Конечно, личность может появиться при любых условиях. Но чтобы это стало нормой, в обществе должны действовать, и достаточно долго, силы, которые способствуют этому. Например. «Частная собственность» до сих пор звучит для многих отечественных ушей как кража («прихватизация»). На деле же частная собственность — это форма, которая служит опорой для свободной жизни личности, — опорой, непреодолимой для произвольного вмешательства извне. Еще в XVIII веке государственный секретарь Англии Уильям Питт говорил об этом в таких впечатляющих словах: «Последний бедняк в своем жилище имеет право оказывать сопротивление силам Короны. Дом может разваливаться, крыша может трястись, ветер может продувать его насквозь, в него может ворваться буря, в него может ворваться дождь; но король Англии не может туда войти; вся его сила не дает ему права переступить порог этих развалин».
Понятно, что когда такие силы, дающие гражданину независимую опору, действуют в обществе на протяжении поколений, вырастают совсем другие люди, чем в обществе, где таких опор нет. Мамардашвили вспоминал историю о том, как в том же 18 столетии король Пруссии Фридрих, которому расположенная неподалеку мельница портила пейзаж, захотел ее снести. Крестьянин, которому мельница принадлежала, не согласился. Тогда король пригрозил, что просто ее конфискует, на что крестьянин ответил: «Но в Пруссии еще есть судьи!» И этот ответ так понравился королю, что он приказал выбить его на портике своей летней резиденции.

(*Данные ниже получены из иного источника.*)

PR #3043, opened 2019-10-21
feat: use email instead of 'Anonymous' for support

### LINKED ISSUE #2912: Support tickets are filed from Anonymous User
Support tickets in Zendesk are showing up as from Anonymous User.  Email is populating correctly, but name is not.  

https://github.com/mozilla/fxa/blob/master/packages/fxa-auth-server/lib/routes/support.js#L79

bbangert:
Because:

* FxA does not store the users actual user name, it is only
  submitted to Stripe for storage.
* The 'name' in FxA is user configured and many users have not
  entered a name.
* Sending emails to the user calling them 'Anonymous User' is not a
  great experience.
* Displaying a long list of 'Anonymous User' in the Zendesk UX is
  not helpful for skimming.

This commit:

* Uses the email address for the display name.

Closes #2912

### DIFF
--- a/packages/fxa-auth-server/lib/routes/support.js
+++ b/packages/fxa-auth-server/lib/routes/support.js
@@ -76,7 +76,7 @@ module.exports = (log, db, config, customs, zendeskClient) => {
           subject,
           requester: {
             email,
-            name: 'Anonymous User',
+            name: email,
           },
         };
         zendeskReq[config.zendesk.productNameFieldId] =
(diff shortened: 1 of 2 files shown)


packages/fxa-auth-server/lib/routes/support.js
```diff
@@ -76,7 +76,7 @@ module.exports = (log, db, config, customs, zendeskClient) => {
           subject,
           requester: {
             email,
-            name: 'Anonymous User',
+            name: email,
```
vbudhram: Will this break anything if the user changed their email?

bbangert: We have an existing ticket to push email changes to Zendesk that is lower priority, which would affect this first. But no, this won't break anything.

PR #3046, opened 2019-10-21
fix(ios): Do not autofocus elements on iOS

### LINKED ISSUE #3040: E-mail first flow - mobile autofocuses on first password input
Expected behavior is that autofocus is present on desktop but _not_ mobile.

We've had a lot of issues open around this. See #3025 for a quick fix we got in to add autofocus to desktop that also added focus to mobile.

shane-tomlinson:
iOS autofocuses elements with the [autofocus] attribute
itself, without relying on our `focusAutofocusElement` method.

In `afterRender`, if it's a mobile device, remove
the `autofocus` attribute before writing to the DOM
to prevent iOS from autofocusing elements.

fixes #3040

@vbudhram or @LZoog - r?

### DIFF
--- a/packages/fxa-content-server/app/scripts/views/base.js
+++ b/packages/fxa-content-server/app/scripts/views/base.js
@@ -292,6 +292,18 @@ var BaseView = Backbone.View.extend({
             this._isErrorVisible = this.$('.error').hasClass('visible');
             this._isSuccessVisible = this.$('.success').hasClass('visible');
 
+            // make a huge assumption and say if the device has touch, it's a mobile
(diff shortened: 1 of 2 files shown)


LZoog:
Note: per a Slack discussion, we may want to hold on merging this as it may have inadvertently caused an improved user experience.

@davismtl and/or @ryanfeeley should confirm this should be merged.

shane-tomlinson:
> Per Slack, let's hold off on merging. It seems to have been a beneficial change even if it is less appealing visually. The outcome may be that we make it more visually appealing.

I'm going to close this PR, it can be brought back to life if we decide we want this behavior.

PR #3048, opened 2019-10-21
fix(links): stop converting links to text on Firefox iOS

### LINKED ISSUE #3047: Firefox iOS: Enable SUMO/help links
#  Description

On Firefox iOS, we now open a secondary webview to enable showing help links: https://github.com/mozilla-mobile/firefox-ios/pull/5639

If the class`visible-url` is removed from help links, they will open in an overlay webview as they already have `target=_blank`. The target attribute must not be removed of course, we need them to open in a new window. 

### Steps to reproduce

Currently, help links are displayed in full and are not tappable.

### Expected result

Tapping help links triggers target=_blank behaviour and opens them in an overlay webview. Pressing back on the overlay webview closes it and returns the user to the FxA webview.

vladikoff:
Fixes #3047

### DIFF
--- a/packages/fxa-content-server/app/scripts/models/auth_brokers/base.js
+++ b/packages/fxa-content-server/app/scripts/models/auth_brokers/base.js
@@ -550,10 +550,6 @@ const BaseAuthenticationBroker = Backbone.Model.extend({
      */
     browserTransitionsAfterEmailVerification: true,
     /**
-     * Should external links be converted to text?
-     */
-    convertExternalLinksToText: false,
-    /**
      * Should the legacy signin/signup pages be disabled?
      */
     disableLegacySigninSignup: false,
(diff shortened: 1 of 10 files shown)


garvankeeley:
You are too fast! Should we try to align this somewhat with the release of v21 (~Dec 3rd)? That is when Firefox iOS will be able to handle these links.

vladikoff:
@garvankeeley ok we should be able to determine which train will deploy after Dec 3

vladikoff:
@clouserw could we schedule this to be part of a `> Dec 3` train?

bbangert:
Just a note that a rebase is now needed for this.

clouserw:
@vladikoff please rebase this and then we're ready to land it.  Thank you

vladikoff:
Rebased! We should merge this for 151 at some point, maybe once 150 won't be needing anymore point releases

PR #3053, opened 2019-10-21
fix(payments): Append time property to amplitude events

### LINKED ISSUE #3050: Payments metrics missing `time` key

6a68:
Fixes #3050.

@jbuck discovered this morning that the `time` property was missing from the payments server events, which is required. This PR pulls over the bit of code from the content server's ([stderr-metrics-collector](https://github.com/mozilla/fxa/blob/8701348cdd79dbdc9879b2b4a55a23a135a32bc1/packages/fxa-content-server/server/lib/metrics-collector-stderr.js#L16-L21)) that appends the missing property to the event object.

I'm working on tests in another PR, and trying to figure  out if  we should just reuse the stderr-metrics-collector for both payments and content server, but wanted to get this out quickly and with a minimal patch, in case we want to add it to a point release this week.

### DIFF
--- a/packages/fxa-payments-server/server/lib/amplitude.test.js
+++ b/packages/fxa-payments-server/server/lib/amplitude.test.js
@@ -1,0 +1,108 @@
+const amplitude = require('./amplitude');
+const log = require('./logging/log')();
+jest.spyOn(log, 'info').mockImplementation(() => {});
+
+jest.mock('../config', () => ({
+  ...jest.requireActual('../config'),
+  get: key => {
+    switch (key) {
+      case 'amplitude':
+        return { enabled: true };
+    }
+  },
+}));
+
+const mocks = {
+  event: {
+    offset: 150,
+    type: 'amplitude.subPaySetup.view',
+  },
+  invalidEventType: {
+    offset: 150,
+    type: 'foo.bar.baz',
+  },
+  data: {
+    deviceId: '0123456789abcdef0123456789abcdef',
+    flowBeginTime: 1570000000000,
+    flowId: '0123456789abcdef0123456789abcdef0123456789abcdef0123456789abcdef',
+    flushTime: 9002,
+    perfStartTime: 9001,
+    requestReceivedTime: 11000,
+    view: 'product',
+  },
+  request: {
+    headers: {
+      'user-agent':
+        'Mozilla/5.0 (Macintosh; Intel Mac OS X 10.14; rv:72.0) Gecko/20100101 Firefox/72.0',
+    },
+  },
+  requestReceivedTime: 1570000001000,
+};
+
+const expectedOutput = {
+  app_version: '148.8',
+  device_id: '0123456789abcdef0123456789abcdef',
+  event_properties: {},
+  event_type: 'fxa_pay_setup - view',
+  op: 'amplitudeEvent',
+  os_name: 'Mac OS X',
+  os_version: '10.14',
+  session_id: 1570000000000,
+  user_properties: {
+    flow_id: '0123456789abcdef0123456789abcdef0123456789abcdef0123456789abcdef',
+    ua_browser: 'Firefox',
+    ua_version: '72.0',
+  },
+};
+
+describe('lib/amplitude', () => {
+  beforeEach(() => {
+    log.info.mockClear();
+  });
+  it('logs a correctly formatted message', done => {
+    amplitude(
+      mocks.event,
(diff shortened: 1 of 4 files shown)


shane-tomlinson:
> I'm working on tests in another PR, and trying to figure out if we should just reuse the stderr-metrics-collector for both payments and content server

This does make me re-wonder whether we should have just reported payments events to the content server. I suppose that ship has sailed though, and hopefully in the end reporting metrics to each server is cleaner.

packages/fxa-payments-server/server/lib/routes/post-metrics.js
```diff
@@ -34,6 +34,13 @@ const BODY_SCHEMA = {
     .optional(),
 };
 
+function addTime(metricsEvent) {
+  // round the date to the nearest hour.
+  const today = new Date();
+  today.setMinutes(0, 0, 0);
+  metricsEvent.time = today.toISOString();
```
jbuck: This needs to be changed to unix epoch in ms to match the Amplitude API:

> The timestamp of the event in milliseconds since epoch. It will be set to the upload time by default. IE 1396381378123

6a68: Whoa, that's a good catch. Any idea why doesn't the content-server have to do the same?

Looking here: https://github.com/mozilla/fxa/blob/master/packages/fxa-content-server/server/lib/metrics-collector-stderr.js#L20

chenba: That line is for client metrics.  (Activity metrics and perf metrics also use ISO strings.)  Amplitude event.time is from: https://github.com/mozilla/fxa/blob/master/packages/fxa-content-server/server/lib/flow-event.js#L89

6a68:
Updated to do the minimum to get the correctly calculated time onto the amplitude event. There's so much refactoring to do between content-server, auth-server, and payments-server, it seemed better to fix this little bug separately.

6a68:
Actually, I think this should be rebased on top of Barry's PR that adds the flow timing to the payments server. Time calcs won't work without it.

6a68:
This will need to be rebased to pick up any final changes to Barry's PR before landing

packages/fxa-shared/metrics/amplitude.js
```diff
@@ -442,3 +443,18 @@ function mapLocation(location) {
     };
   }
 }
+
+function estimateTime(times) {
+  const skew = times.received - times.sent;
+  return times.start + times.offset + skew;
+}
```
chenba: https://github.com/mozilla/fxa/blob/master/packages/fxa-content-server/server/lib/flow-event.js#L70 can make use of this now.

packages/fxa-payments-server/server/lib/amplitude.test.js
```diff
@@ -0,0 +1,108 @@
...
+  request: {
+    headers: {
+      'user-agent':
+        'Mozilla/5.0 (Macintosh; Intel Mac OS X 10.14; rv:72.0) Gecko/20100101 Firefox/72.0',
+    },
+  },
+  requestReceivedTime: 1570000001000,
+};
+
+const expectedOutput = {
```
jbuck: There's no `time` key added to the `expectedOutput` - Is this working as expected?

chenba: Good catch.  I think jest's `toMatchObject` is not particularly strict: the test is passing because the given object has all the properties of the expected object.  I'll see if there's a better assertion method we can use.

chenba: @jbuck I think you are correct that this patch didn't fix missing `time` property bug. ☹️

packages/fxa-shared/metrics/amplitude.js
```diff
@@ -442,3 +443,18 @@ function mapLocation(location) {
...
+
+function mapTime(data, receivedTime) {
```
chenba: The call site passes in `data`, which does not have the `offset`.   `offset` is a property in each event.

packages/fxa-payments-server/server/lib/amplitude.test.js
chenba: I've reopened the issue: https://github.com/mozilla/fxa/issues/3050#issuecomment-547120175.  Thanks, @jbuck!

Такие формы, как частная собственность, возникают и действуют естественным образом, как особая природа. По тем же правилам, по которым человек не может заменить собственными действиями акт рождения землей хлеба, — это должна сделать сама земля; точно так же, нельзя заменить своими произвольными актами действие определенных форм, на которых основывается общественная жизнь. Например, рынок, который относится к таким формам, — это не просто способ обмена товарами, а определенное информационное устройство: в игре спроса и предложения возникает конкретное соотношение, возникает цена. Цена становится нам известна (рынок как бы сообщает ее нам), это наше знание; и в то же время это факт: именно такое соотношение установилось на рынке. Знание тут не существует отдельно от действительного факта. Мы не можем узнать цену без того, чтобы подействовал рынок, чтобы действительно возникло конкретное соотношение спроса и предложения.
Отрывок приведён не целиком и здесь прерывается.